As Netscape races to deliver its Navigator 3.0 browser, the company admits it is fixing a bug that had developers fuming over compatibility problems with Java applets.

As Netscape Communications races to deliver its Navigator 3.0 browser by Monday, the company says it is fixing a bug in its Java software that had developers fuming over compatibility problems with Java applets.

The Java controversy first revealed itself in emotional postings by developers to Usenet discussion groups devoted to the Java language. The developers complained that in beta versions of Navigator 3.0, Netscape had modified its LiveConnect architecture, which allows Java applets, JavaScript, and other programs to communicate with each other. The changes caused applets that use LiveConnect to stop working.

According to a Netscape product manager, the applet compatibility problem was the result of a bug in beta versions of Navigator 3.0. The problem will be fixed in the final version that will ship Monday.
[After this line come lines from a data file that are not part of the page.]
PR #2922, opened 2025-12-11
Galaxy Store Purchasing Happy Path

fire-at-will:
### Description
This PR enables support for making purchases through the Galaxy Store. To keep the PR size down, it primarily considers the happy path where the purchase succeeds with no issues.

It:
- Sets the `IapHelper`'s operation mode when the `GalaxyBillingWrapper` is initialized.
- Forwards purchase requests to the `IapHelper` through the `PurchaseHandler` class
- Converts `PurchaseVo` responses to `StoreTransactions` for successful purchases
- Forwards errors to the purchase listener, but doesn't attempt to parse specific errors
- Adds unit tests :)

To keep the PR size down, the PR does not:
- Acknowledge purchases with Samsung
- Attempt to parse specific error codes from the `PurchaseVo` object.
We'll tackle these features in future PRs.

### DIFF
--- a/purchases/src/main/kotlin/com/revenuecat/purchases/galaxy/conversions/StoreTransactionConversions.kt
+++ b/purchases/src/main/kotlin/com/revenuecat/purchases/galaxy/conversions/StoreTransactionConversions.kt
@@ -27,7 +27,7 @@ internal fun PurchaseVo.toStoreTransaction(
         productIds = listOf(productId),
         type = type,
         purchaseTime = purchaseDate.time,
-        purchaseToken = this.orderId,
+        purchaseToken = this.purchaseId,
         purchaseState = purchaseState,
         isAutoRenewing = type == ProductType.SUBS,
         signature = null,
--- a/purchases/src/test/java/com/revenuecat/purchases/galaxy/GalaxyBillingWrapperTest.kt
+++ b/purchases/src/test/java/com/revenuecat/purchases/galaxy/GalaxyBillingWrapperTest.kt
@@ -209,28 +209,6 @@ class GalaxyBillingWrapperTest : GalaxyStoreTest() {
 
     @OptIn(GalaxySerialOperation::class)
     @Test
-    fun `makePurchaseAsync exits when finishTransactions is false`() {
-        val wrapper = createWrapper(finishTransactions = false)
-        val purchasesUpdatedListener = mockk<BillingAbstract.PurchasesUpdatedListener>(relaxed = true)
-        wrapper.purchasesUpdatedListener = purchasesUpdatedListener
-
-        wrapper.makePurchaseAsync(
-            activity = mockk<Activity>(),
-            appUserID = "user",
-            purchasingData = GalaxyPurchasingData.Product(createStoreProduct()),
-            replaceProductInfo = null,
-            presentedOfferingContext = null,
-            isPersonalizedPrice = null,
-        )
-
-        verify(exactly = 0) {
-            purchaseHandlerMock.purchase(any(), any(), any(), any())
-        }
-        verify { purchasesUpdatedListener wasNot Called }
-    }
-
-    @OptIn(GalaxySerialOperation::class)
-    @Test
     fun `makePurchaseAsync exits when replaceProductInfo is provided`() {
         val wrapper = createWrapper()
         wrapper.purchasesUpdatedListener = mockk(relaxed = true)
--- a/purchases/src/test/java/com/revenuecat/purchases/galaxy/conversions/StoreTransactionConversionsTest.kt
+++ b/purchases/src/test/java/com/revenuecat/purchases/galaxy/conversions/StoreTransactionConversionsTest.kt
@@ -25,6 +25,7 @@ class StoreTransactionConversionsTest {
     private val purchaseDateString = "2024-01-15 13:45:20"
     private val presentedOfferingContext = PresentedOfferingContext("offering_id")
     private val defaultOrderId = "order-123"
+    private val defaultPurchaseId = "purchase-456"
     private lateinit var originalTimeZone: TimeZone
 
     @BeforeTest
@@ -43,6 +44,7 @@ class StoreTransactionConversionsTest {
         val productId = "expected_product_id"
         val purchaseVo = createMockPurchaseVo(
             orderId = defaultOrderId,
+            purchaseId = defaultPurchaseId,
             purchaseDate = purchaseDateString,
             type = "item",
             itemId = "original_item_id",
@@ -55,7 +57,7 @@ class StoreTransactionConversionsTest {
         )
 
         assertThat(storeTransaction.orderId).isEqualTo(defaultOrderId)
-        assertThat(storeTransaction.purchaseToken).isEqualTo(defaultOrderId)
+        assertThat(storeTransaction.purchaseToken).isEqualTo(defaultPurchaseId)
         assertThat(storeTransaction.productIds).containsExactly(productId)
         assertThat(storeTransaction.purchaseState).isEqualTo(PurchaseState.PURCHASED)
         assertThat(storeTransaction.purchaseTime)
@@ -75,6 +77,7 @@ class StoreTransactionConversionsTest {
     fun `toStoreTransaction uses provided product id`() {
         val purchaseVo = createMockPurchaseVo(
             orderId = defaultOrderId,
+            purchaseId = defaultPurchaseId,
             purchaseDate = purchaseDateString,
             type = "subscription",
             itemId = "original_item_id",
@@ -94,6 +97,7 @@ class StoreTransactionConversionsTest {
     fun `toStoreTransaction maps subscription type and sets auto renewing`() {
         val purchaseVo = createMockPurchaseVo(
             orderId = defaultOrderId,
+            purchaseId = defaultPurchaseId,
             purchaseDate = purchaseDateString,
             type = "subscription",
         )
@@ -112,6 +116,7 @@ class StoreTransactionConversionsTest {
     fun `toStoreTransaction maps inapp type and disables auto renewing`() {
         val purchaseVo = createMockPurchaseVo(
             orderId = defaultOrderId,
+            purchaseId = defaultPurchaseId,
             purchaseDate = purchaseDateString,
             type = "item",
         )
@@ -130,6 +135,7 @@ class StoreTransactionConversionsTest {
     fun `toStoreTransaction maps unknown type to UNKNOWN product type`() {
         val purchaseVo = createMockPurchaseVo(
             orderId = defaultOrderId,
+            purchaseId = defaultPurchaseId,
             purchaseDate = purchaseDateString,
             type = "weird_type",
         )
@@ -148,6 +154,7 @@ class StoreTransactionConversionsTest {
     fun `toStoreTransaction throws IllegalArgumentException for invalid purchase date`() {
         val purchaseVo = createMockPurchaseVo(
             orderId = defaultOrderId,
+            purchaseId = defaultPurchaseId,
             purchaseDate = "not-a-date",
             type = "item",
         )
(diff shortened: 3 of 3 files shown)


purchases/src/main/kotlin/com/revenuecat/purchases/galaxy/DefaultIAPHelperProvider.kt
```diff
@@ -1,13 +1,24 @@
...
+import com.samsung.android.sdk.iap.lib.constants.HelperDefine
 import com.samsung.android.sdk.iap.lib.helper.IapHelper
 import com.samsung.android.sdk.iap.lib.listener.OnGetProductsDetailsListener
+import com.samsung.android.sdk.iap.lib.listener.OnPaymentListener
 
 internal class DefaultIAPHelperProvider(
     val iapHelper: IapHelper,
 ) : IAPHelperProvider {
 
+    override fun setOperationMode(
```
fire-at-will, line 15: This function doesn't need to be `@GalaxySerialOperation`. Since the operation doesn't make a network request, Samsung doesn't take this function into account when restricting which operations can be performed in parallel.

purchases/src/main/kotlin/com/revenuecat/purchases/galaxy/handler/PurchaseHandler.kt
```diff
@@ -0,0 +1,125 @@
...
+        if (!requestWasDispatched) {
+            log(LogIntent.GALAXY_ERROR) { GalaxyStrings.GALAXY_STORE_FAILED_TO_ACCEPT_PAYMENT_REQUEST }
+            onError(
+                PurchasesError(
+                    code = PurchasesErrorCode.StoreProblemError,
+                    underlyingErrorMessage = "The Galaxy Store failed to accept the purchase request.",
+                ),
+            )
+            clearInFlightRequest()
+            return
```
fire-at-will, line 74: This return isn't really necessary, but I included it in case we ever add anything beneath this block in the future :)

purchases/src/main/kotlin/com/revenuecat/purchases/galaxy/handler/PurchaseHandler.kt
```diff
@@ -0,0 +1,125 @@
...
+        val underlyingErrorMessage = error.errorString
+        log(LogIntent.GALAXY_ERROR) {
+            GalaxyStrings.PURCHASE_REQUEST_ERRORED.format(
+                inFlightRequest?.storeProduct?.id ?: "[none]",
+                underlyingErrorMessage,
+            )
+        }
+
+        // TO DO: Map galaxy errors to PurchaseErrors so we can give better errors
+        val purchasesError = PurchasesError(PurchasesErrorCode.StoreProblemError, underlyingErrorMessage)
```
fire-at-will, line 116: We'll flesh this out and parse specific error codes in a future PR

purchases/src/main/kotlin/com/revenuecat/purchases/galaxy/conversions/StoreTransactionConversions.kt
```diff
@@ -0,0 +1,43 @@
...
+
+    // throws IllegalArgumentException if the string is an invalid format
+    val purchaseDate = this.purchaseDate.parseDateFromGalaxyDateString()
+
+    return StoreTransaction(
+        orderId = this.orderId,
+        productIds = listOf(productId),
+        type = type,
+        purchaseTime = purchaseDate.time,
+        purchaseToken = this.orderId,
```
tonidero: So the orderId is what we need in the backend to validate the purchase, correct?

purchases/src/main/kotlin/com/revenuecat/purchases/galaxy/utils/GalaxyDateParser.kt
```diff
@@ -0,0 +1,24 @@
...
+import com.revenuecat.purchases.galaxy.GalaxyStrings
+import java.text.ParseException
+import java.text.SimpleDateFormat
+import java.util.Date
+import java.util.Locale
+import java.util.TimeZone
+
+internal fun String.parseDateFromGalaxyDateString(): Date {
+    val formatter = SimpleDateFormat("yyyy-MM-dd HH:mm:ss", Locale.ROOT).apply {
+        timeZone = TimeZone.getDefault()
```
tonidero, line 14: Hmm is the date sent from the galaxy library timezone aware? Not sure if maybe matching the Samsung account timezone? We should make sure it's correct on different device timezones and with different Samsung account timezones

purchases/src/main/kotlin/com/revenuecat/purchases/galaxy/DefaultIAPHelperProvider.kt
```diff
@@ -18,4 +29,23 @@ internal class DefaultIAPHelperProvider(
...
+    override fun startPayment(
+        itemId: String,
+        obfuscatedAccountId: String?,
+        obfuscatedProfileId: String?,
+        onPaymentListener: OnPaymentListener,
+    ): Boolean {
+        // Return values:
+        // true: The request was sent to server successfully and the result will be sent
+        //       to OnPaymentListener interface listener.
+        // false: The request was not sent to server and was not processed.
```
tonidero, line 43: Would have been great to get an error in this case, instead of a boolean :(

purchases/src/main/kotlin/com/revenuecat/purchases/galaxy/GalaxyBillingWrapper.kt
```diff
@@ -116,7 +137,70 @@ internal class GalaxyBillingWrapper(
...
+                    "GalaxyPurchasingData",
+                ),
+            )
+            errorLog(error)
+            purchasesUpdatedListener?.onPurchasesFailedToUpdate(error)
+            return
+        }
+        val storeProduct = galaxyPurchaseInfo.storeProduct
+
+        if (!shouldFinishTransactions()) { return }
```
tonidero: Hmm I think the meaning of finishing a transaction is wrong here... In this case, seems we wouldn't be finishing the transaction at all. Whereas it should mean we won't actually "acknowledge" and/or "consume" the purchase. But we would still allow purchasing with our SDK even with finishTransactions set to false.

However, I'm not sure if Galaxy store has a similar "acknowledge" and/or "consume" step to consider this 🤔

purchases/src/main/kotlin/com/revenuecat/purchases/galaxy/GalaxyBillingWrapper.kt
```diff
@@ -150,4 +234,17 @@ internal class GalaxyBillingWrapper(
...
+
+    private fun onPurchaseError(error: PurchasesError) {
+        purchasesUpdatedListener?.onPurchasesFailedToUpdate(error)
+    }
+
+    private fun shouldFinishTransactions(): Boolean {
+        return if (finishTransactions) {
+            true
+        } else {
+            log(LogIntent.AMAZON_WARNING) { AmazonStrings.WARNING_AMAZON_NOT_FINISHING_TRANSACTIONS }
```
tonidero: This shouldn't be Amazon :)

purchases/src/main/kotlin/com/revenuecat/purchases/galaxy/utils/GalaxyDateParser.kt
fire-at-will: Yeah, we should probably get confirmation from Samsung on this. I'll see if I can find it in the SDK's decompiled code, and if not, we can see if we can ask Samsung. In my testing, it came back in my device's timezone (which for some reason is 1 hour ahead of my own timezone 😅)

purchases/src/main/kotlin/com/revenuecat/purchases/galaxy/conversions/StoreTransactionConversions.kt
fire-at-will: I believe so, but will confirm with the backend engineers!

purchases/src/main/kotlin/com/revenuecat/purchases/galaxy/DefaultIAPHelperProvider.kt
fire-at-will: Yeah...it's odd that they don't just send an `ErrorVo` to the purchase listener 🤷‍♂️

purchases/src/main/kotlin/com/revenuecat/purchases/galaxy/GalaxyBillingWrapper.kt
fire-at-will: Yeah, the Galaxy Store has a concept of acknowledging purchases, and it's something we'll need to implement in a follow up PR. Here are their docs on it: https://developer.samsung.com/iap/programming-guide/iap-helper-programming.html#Notify-Samsung-IAP-that-the-purchase-was-processed

I think you're right, maybe we shouldn't do this here. I included this because this is what we're doing today on Amazon, not sure if that's a bug or not: https://github.com/RevenueCat/purchases-android/blob/5589c06eb9601cc20e65f808706dd805dbf5c8b9/purchases/src/main/kotlin/com/revenuecat/purchases/amazon/AmazonBilling.kt#L294

I'll go ahead and remove this check here for now, and then when we implement the logic to acknowledge Galaxy purchases, we can surround that with an `if(shouldFinishTransactions())` check

fire-at-will: Removed the check in c20d602bb6465bbeee80d91a2f5585d18369a971 :)

tonidero: Hmm that's indeed a good point... we do allow purchasing in Google when not finishing transactions, but seems we don't for Amazon... From a conceptual POV, I think not allowing to purchase when we're not going to finish transactions might make sense (we can discuss it with the team), but in that case, we should return an error, unlike what we have currently in Amazon, where it seems it would be left hanging 😬

tonidero: But yeah, allowing to purchase, and just not handle the acknowledge makes sense, since it's what we do for Google

purchases/src/main/kotlin/com/revenuecat/purchases/galaxy/conversions/StoreTransactionConversions.kt
fire-at-will: Checked with the backend engineers, and this value should be the `PurchaseVo`'s `purchaseId`. Updated this to use `purchaseId` in b978aa3d16142de8331828915205ac525bbc5b3b 👍

purchases/src/main/kotlin/com/revenuecat/purchases/galaxy/utils/GalaxyDateParser.kt
fire-at-will: @tonidero I think we're good here now. 

For future reference in case anyone sees this, it looks like this is how the date string is created:
1. Samsung Store server sends down a timestamp in a JSON object
2. PurchaseVo gets created from that JSON
2. When PurchaseVo is created, it’s using simple DateFormat.format parsing:

```java
String result = "";
String dateFormat = "yyyy-MM-dd HH:mm:ss";
result = DateFormat.format(dateFormat, _timeMills).toString();
```

purchases/src/main/kotlin/com/revenuecat/purchases/galaxy/GalaxyBillingWrapper.kt
fire-at-will: Removed this helper for now since we don't need finishTransactions at the moment 👍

"It is categorically our plan to support the Java standard as Sun defines it," said Rick Fleischman, product manager for languages and tools at Netscape. "We would never consciously try to break an applet. That violates the whole spirit of Java."

Java developers will be happy to hear it.

"If you choose to break a huge amount of working code in gross defiance of the specification mere weeks before a final release, then you will deserve whatever horrible fate is foisted upon you," read a message by a Java programmer who posted to the Usenet newsgroup.

Sun Microsystems, which reviews all of the licensees of its Java technology to ensure compatibility, is examining the complaints to make sure Netscape hasn't made any changes to Java that would violate its licensing agreement.

"I have not had an opportunity to talk to our engineers about this," said George Paolini, director of communications at Sun's JavaSoft division. "At this stage, we are looking at it. We're extremely hopeful that it's a just a bug."